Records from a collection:
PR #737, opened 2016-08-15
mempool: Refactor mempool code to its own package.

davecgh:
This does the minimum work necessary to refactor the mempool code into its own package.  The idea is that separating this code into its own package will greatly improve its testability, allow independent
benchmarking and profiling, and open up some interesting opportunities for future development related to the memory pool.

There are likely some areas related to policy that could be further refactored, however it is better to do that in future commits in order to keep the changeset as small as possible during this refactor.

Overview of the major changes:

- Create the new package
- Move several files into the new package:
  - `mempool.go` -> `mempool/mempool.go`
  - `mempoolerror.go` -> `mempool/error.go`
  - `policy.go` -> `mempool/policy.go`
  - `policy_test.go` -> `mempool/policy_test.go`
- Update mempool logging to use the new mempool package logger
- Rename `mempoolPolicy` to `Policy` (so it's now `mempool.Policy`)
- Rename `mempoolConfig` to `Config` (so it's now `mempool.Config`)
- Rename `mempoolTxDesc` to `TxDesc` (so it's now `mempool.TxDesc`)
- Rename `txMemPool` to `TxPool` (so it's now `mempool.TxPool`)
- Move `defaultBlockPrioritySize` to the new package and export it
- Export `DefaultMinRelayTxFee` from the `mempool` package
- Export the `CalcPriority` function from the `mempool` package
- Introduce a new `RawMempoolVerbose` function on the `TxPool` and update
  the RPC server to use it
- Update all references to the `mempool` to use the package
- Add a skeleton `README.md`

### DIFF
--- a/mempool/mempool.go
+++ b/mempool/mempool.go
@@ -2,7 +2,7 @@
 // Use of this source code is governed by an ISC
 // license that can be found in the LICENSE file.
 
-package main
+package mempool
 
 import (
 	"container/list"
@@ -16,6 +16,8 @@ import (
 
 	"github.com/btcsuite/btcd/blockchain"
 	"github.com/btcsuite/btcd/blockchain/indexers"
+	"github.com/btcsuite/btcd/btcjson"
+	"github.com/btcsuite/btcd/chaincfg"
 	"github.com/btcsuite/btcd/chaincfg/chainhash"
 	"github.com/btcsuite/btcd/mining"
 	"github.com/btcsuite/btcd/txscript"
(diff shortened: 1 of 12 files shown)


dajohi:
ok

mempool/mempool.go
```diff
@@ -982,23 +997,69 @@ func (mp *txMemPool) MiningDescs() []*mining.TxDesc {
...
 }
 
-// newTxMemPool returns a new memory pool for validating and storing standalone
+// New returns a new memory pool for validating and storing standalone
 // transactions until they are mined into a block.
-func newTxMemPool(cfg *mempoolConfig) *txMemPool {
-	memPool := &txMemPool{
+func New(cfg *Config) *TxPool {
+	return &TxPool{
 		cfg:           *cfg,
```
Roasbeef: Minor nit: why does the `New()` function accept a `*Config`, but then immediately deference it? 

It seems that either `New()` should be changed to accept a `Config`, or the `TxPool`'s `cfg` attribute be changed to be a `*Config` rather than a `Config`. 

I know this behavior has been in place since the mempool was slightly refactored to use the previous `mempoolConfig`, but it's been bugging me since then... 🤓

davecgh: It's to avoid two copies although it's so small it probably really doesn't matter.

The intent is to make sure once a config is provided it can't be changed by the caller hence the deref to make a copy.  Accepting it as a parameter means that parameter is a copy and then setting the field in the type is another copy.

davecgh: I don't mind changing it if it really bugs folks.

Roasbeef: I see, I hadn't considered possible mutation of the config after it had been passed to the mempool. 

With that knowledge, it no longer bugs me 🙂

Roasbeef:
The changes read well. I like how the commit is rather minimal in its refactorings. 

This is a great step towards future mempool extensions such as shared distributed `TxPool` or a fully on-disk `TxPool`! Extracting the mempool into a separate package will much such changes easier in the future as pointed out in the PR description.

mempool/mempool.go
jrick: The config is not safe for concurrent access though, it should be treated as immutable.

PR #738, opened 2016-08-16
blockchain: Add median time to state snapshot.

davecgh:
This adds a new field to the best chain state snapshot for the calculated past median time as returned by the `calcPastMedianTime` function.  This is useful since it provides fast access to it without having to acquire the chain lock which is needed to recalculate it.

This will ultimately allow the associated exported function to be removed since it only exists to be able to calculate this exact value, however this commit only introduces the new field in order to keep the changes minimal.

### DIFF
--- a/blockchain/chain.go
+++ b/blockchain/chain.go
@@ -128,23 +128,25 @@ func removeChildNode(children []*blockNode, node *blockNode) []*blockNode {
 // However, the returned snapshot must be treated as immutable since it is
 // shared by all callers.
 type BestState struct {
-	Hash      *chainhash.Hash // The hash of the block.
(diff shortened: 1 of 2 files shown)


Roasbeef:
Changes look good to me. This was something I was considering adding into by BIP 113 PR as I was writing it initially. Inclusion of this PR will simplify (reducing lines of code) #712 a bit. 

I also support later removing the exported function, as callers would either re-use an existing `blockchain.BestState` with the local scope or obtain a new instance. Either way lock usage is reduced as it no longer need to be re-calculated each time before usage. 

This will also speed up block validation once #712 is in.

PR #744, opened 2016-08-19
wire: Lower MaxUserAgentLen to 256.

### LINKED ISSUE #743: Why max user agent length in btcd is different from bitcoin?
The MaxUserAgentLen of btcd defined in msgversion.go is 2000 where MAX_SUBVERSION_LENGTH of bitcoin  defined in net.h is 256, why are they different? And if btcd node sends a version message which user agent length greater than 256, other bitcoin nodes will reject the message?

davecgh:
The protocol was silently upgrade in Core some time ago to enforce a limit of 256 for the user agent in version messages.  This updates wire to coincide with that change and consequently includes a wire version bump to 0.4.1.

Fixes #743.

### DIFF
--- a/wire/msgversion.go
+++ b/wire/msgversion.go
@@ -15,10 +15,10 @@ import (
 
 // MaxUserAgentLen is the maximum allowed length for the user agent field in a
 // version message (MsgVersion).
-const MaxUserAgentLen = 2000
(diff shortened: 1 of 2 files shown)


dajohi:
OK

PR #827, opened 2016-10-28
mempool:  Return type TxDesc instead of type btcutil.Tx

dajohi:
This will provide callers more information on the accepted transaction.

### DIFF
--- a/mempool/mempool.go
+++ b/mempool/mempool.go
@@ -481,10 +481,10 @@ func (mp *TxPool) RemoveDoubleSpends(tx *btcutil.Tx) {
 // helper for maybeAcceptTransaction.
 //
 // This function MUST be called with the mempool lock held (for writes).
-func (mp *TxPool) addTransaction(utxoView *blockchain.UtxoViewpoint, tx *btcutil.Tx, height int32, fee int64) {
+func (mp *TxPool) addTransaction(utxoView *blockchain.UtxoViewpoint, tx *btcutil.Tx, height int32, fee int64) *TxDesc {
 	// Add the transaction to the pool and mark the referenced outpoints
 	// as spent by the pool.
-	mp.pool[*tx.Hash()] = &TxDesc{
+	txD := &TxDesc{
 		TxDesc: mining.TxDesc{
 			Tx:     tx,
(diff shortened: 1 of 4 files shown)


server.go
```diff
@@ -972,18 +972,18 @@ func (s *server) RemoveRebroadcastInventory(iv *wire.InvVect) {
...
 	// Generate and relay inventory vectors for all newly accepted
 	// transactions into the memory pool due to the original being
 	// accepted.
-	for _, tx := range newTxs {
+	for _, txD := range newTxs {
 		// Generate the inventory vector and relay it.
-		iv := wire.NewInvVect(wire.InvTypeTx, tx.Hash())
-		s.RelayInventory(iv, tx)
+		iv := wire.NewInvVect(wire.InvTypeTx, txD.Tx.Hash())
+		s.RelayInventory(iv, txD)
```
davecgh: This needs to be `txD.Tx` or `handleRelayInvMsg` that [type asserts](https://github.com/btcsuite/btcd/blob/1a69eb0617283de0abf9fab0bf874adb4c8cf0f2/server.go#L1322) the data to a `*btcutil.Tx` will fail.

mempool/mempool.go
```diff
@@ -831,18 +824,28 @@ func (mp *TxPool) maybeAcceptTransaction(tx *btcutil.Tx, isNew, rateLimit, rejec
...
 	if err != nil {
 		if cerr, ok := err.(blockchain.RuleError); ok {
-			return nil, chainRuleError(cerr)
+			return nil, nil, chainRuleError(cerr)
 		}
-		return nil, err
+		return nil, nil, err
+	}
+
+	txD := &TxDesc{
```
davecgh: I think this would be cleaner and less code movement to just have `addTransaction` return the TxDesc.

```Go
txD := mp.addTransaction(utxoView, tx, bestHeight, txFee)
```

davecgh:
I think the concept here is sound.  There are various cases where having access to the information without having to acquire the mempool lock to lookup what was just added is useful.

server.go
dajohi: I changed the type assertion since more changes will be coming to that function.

--

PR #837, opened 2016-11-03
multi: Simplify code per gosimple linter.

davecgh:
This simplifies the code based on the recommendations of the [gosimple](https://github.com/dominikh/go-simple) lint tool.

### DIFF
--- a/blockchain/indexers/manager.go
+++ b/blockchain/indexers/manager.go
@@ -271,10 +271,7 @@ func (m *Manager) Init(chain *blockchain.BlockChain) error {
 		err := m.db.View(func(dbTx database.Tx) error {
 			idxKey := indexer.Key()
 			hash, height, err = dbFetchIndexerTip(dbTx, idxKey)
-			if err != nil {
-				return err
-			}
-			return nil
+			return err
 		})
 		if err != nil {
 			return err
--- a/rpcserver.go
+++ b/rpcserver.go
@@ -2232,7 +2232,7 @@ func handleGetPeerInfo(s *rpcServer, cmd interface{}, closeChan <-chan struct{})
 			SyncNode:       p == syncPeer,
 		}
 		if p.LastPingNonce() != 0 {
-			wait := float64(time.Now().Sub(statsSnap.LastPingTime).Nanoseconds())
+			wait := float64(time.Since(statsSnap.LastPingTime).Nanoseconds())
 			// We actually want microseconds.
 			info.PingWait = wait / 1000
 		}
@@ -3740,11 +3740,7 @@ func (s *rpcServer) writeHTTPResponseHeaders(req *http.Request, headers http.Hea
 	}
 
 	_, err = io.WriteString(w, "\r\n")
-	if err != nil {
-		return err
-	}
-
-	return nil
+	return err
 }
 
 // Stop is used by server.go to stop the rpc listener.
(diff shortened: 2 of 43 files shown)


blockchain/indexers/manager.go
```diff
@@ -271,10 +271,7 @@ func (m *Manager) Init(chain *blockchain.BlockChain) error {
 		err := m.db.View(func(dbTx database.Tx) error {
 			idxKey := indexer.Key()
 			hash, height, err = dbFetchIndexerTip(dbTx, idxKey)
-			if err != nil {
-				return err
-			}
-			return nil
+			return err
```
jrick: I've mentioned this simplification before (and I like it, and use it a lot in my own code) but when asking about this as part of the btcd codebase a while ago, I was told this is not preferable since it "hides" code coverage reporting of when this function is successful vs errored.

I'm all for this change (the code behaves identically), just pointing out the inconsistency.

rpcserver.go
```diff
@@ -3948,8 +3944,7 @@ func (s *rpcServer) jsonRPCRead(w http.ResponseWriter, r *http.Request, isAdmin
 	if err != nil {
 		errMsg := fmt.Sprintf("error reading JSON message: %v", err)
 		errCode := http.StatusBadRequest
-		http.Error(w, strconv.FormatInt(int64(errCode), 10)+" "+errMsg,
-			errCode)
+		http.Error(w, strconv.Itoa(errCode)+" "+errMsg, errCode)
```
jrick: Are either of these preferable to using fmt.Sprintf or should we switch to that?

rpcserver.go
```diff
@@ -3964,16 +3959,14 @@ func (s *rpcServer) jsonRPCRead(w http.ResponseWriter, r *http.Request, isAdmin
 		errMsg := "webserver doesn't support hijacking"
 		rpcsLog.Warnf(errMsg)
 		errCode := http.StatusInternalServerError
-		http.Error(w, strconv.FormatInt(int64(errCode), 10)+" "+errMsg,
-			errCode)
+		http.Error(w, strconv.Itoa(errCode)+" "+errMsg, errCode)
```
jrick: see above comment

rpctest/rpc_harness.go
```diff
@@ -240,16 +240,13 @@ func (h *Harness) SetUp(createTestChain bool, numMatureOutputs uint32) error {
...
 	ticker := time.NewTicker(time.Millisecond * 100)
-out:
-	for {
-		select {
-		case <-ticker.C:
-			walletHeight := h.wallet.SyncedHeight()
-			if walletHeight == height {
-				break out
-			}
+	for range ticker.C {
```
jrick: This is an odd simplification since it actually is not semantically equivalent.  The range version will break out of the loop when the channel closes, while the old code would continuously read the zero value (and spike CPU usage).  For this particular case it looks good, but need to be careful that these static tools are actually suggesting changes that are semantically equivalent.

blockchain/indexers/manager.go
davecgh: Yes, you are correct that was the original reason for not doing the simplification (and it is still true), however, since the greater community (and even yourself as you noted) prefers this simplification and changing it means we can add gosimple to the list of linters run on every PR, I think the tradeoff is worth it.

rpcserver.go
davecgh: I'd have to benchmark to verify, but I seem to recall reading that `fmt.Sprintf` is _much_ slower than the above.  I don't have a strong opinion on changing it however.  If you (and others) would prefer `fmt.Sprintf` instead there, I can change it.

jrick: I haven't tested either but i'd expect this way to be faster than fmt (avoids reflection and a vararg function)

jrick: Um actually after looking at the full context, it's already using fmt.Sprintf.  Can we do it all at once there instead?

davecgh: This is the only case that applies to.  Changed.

...

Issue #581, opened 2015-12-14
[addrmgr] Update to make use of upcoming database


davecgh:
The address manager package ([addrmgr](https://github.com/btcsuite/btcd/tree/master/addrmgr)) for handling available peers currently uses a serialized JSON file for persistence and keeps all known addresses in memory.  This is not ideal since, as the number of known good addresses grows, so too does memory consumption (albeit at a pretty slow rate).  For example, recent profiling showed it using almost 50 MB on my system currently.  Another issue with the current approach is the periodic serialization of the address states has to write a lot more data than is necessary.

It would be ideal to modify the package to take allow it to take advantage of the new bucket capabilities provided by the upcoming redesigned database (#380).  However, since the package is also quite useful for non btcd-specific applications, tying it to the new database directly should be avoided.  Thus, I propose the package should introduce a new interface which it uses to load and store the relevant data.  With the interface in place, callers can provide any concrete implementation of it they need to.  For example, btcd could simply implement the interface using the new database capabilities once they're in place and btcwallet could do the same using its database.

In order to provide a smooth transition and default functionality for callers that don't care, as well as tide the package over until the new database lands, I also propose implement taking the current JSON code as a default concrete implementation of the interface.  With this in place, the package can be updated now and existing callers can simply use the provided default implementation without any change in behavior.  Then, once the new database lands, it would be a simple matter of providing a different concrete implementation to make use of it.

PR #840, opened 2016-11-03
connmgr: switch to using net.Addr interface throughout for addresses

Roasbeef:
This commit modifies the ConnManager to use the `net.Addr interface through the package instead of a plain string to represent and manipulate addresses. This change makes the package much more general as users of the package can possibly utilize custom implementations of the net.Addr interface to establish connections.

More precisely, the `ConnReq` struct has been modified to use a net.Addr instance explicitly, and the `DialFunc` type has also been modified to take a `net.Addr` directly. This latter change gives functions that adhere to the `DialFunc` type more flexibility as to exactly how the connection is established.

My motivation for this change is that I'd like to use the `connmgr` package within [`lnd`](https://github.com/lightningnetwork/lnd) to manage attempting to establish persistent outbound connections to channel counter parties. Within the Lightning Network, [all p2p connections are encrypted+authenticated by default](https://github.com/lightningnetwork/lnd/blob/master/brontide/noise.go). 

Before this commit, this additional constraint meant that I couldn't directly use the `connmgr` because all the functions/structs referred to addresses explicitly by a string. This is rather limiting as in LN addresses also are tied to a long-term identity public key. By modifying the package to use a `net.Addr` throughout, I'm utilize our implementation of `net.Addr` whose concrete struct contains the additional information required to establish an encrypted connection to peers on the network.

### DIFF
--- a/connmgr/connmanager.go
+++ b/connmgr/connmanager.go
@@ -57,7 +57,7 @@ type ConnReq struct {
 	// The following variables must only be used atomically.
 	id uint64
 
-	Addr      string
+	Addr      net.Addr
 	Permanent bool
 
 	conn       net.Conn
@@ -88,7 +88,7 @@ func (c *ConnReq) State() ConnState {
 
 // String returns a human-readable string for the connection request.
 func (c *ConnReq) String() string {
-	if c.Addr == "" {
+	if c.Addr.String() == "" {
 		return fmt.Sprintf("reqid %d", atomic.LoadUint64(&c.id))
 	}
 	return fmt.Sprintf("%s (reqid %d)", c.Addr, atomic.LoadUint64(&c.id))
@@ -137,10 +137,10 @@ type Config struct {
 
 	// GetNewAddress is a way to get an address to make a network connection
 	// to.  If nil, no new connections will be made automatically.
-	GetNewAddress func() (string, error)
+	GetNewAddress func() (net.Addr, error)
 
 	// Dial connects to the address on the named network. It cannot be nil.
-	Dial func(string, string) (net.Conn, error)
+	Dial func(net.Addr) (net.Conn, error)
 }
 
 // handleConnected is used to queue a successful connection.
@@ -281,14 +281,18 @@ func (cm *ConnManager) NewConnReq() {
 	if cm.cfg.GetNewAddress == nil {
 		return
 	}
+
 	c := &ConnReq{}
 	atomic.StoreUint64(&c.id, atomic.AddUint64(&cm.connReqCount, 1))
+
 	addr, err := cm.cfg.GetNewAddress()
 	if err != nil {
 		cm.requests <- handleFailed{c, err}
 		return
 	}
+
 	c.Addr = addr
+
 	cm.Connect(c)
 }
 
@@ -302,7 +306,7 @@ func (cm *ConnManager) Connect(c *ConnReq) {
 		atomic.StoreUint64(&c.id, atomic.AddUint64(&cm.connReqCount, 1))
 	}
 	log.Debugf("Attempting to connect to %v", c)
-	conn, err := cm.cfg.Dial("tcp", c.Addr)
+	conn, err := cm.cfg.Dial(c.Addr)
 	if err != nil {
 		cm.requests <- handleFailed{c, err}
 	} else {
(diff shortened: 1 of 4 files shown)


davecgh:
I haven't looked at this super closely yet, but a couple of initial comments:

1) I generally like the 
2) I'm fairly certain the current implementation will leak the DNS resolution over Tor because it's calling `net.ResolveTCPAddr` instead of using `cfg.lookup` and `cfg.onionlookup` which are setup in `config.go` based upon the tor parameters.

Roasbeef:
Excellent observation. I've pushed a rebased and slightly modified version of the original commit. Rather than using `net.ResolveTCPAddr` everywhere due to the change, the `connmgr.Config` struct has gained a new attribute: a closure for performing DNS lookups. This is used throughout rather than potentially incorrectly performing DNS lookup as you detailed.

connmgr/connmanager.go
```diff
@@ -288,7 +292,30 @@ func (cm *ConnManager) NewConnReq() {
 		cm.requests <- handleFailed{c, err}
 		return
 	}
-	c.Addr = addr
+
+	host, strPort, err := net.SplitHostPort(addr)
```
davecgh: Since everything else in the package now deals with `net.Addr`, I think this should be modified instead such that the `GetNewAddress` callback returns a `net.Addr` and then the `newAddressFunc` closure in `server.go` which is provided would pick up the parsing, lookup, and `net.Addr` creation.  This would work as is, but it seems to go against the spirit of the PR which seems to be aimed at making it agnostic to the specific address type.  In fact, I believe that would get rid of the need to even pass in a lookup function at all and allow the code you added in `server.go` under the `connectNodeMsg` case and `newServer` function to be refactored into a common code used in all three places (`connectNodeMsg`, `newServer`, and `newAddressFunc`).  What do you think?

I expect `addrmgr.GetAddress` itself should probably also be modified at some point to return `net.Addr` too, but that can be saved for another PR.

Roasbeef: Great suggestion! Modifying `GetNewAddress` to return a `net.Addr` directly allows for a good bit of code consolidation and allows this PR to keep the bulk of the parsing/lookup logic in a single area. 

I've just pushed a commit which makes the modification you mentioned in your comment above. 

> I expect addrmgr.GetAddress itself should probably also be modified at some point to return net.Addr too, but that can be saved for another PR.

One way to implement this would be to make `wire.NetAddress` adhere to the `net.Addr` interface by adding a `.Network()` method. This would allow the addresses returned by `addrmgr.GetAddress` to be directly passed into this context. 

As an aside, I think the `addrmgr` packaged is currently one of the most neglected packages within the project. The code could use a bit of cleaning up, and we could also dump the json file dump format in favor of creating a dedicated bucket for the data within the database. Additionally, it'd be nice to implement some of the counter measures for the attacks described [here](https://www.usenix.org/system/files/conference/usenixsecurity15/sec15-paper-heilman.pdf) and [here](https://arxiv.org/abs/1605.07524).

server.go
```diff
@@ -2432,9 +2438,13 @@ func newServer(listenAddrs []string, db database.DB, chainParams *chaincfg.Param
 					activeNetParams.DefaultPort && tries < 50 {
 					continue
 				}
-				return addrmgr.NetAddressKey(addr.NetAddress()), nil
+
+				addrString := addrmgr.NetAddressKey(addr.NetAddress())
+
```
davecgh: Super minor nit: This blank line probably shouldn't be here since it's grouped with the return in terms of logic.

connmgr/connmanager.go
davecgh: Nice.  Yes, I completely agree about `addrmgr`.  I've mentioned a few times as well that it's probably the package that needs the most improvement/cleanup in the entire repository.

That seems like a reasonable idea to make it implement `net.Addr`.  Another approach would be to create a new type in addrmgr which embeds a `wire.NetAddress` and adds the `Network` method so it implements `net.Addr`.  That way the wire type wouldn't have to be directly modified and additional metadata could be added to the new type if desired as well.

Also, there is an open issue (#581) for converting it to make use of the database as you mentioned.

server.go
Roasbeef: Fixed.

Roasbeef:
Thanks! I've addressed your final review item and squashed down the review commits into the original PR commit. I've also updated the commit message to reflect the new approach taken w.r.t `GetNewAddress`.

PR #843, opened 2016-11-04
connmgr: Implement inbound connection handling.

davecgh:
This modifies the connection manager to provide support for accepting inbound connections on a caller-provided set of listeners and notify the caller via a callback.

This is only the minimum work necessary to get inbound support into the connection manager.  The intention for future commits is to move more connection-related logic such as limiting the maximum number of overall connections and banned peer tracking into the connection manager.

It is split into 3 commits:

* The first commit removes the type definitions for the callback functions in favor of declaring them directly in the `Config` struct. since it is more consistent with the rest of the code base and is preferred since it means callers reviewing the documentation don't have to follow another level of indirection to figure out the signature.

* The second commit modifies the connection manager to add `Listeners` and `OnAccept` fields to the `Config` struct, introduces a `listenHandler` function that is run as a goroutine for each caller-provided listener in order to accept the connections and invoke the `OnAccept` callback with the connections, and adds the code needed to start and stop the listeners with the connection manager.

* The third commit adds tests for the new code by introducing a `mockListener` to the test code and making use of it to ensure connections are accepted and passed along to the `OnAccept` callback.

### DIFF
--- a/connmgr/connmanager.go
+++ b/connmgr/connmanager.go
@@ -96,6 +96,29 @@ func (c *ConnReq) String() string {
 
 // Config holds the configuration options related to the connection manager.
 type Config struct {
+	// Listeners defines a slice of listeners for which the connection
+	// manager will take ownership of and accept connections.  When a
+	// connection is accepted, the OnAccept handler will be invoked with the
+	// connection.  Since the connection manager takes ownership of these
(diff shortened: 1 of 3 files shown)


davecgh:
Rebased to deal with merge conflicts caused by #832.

▶ **Directions**
Pull out each line of the records holding the string "chainRuleError".

▶ **Result of the exercise**
-			return nil, chainRuleError(cerr)
+			return nil, nil, chainRuleError(cerr)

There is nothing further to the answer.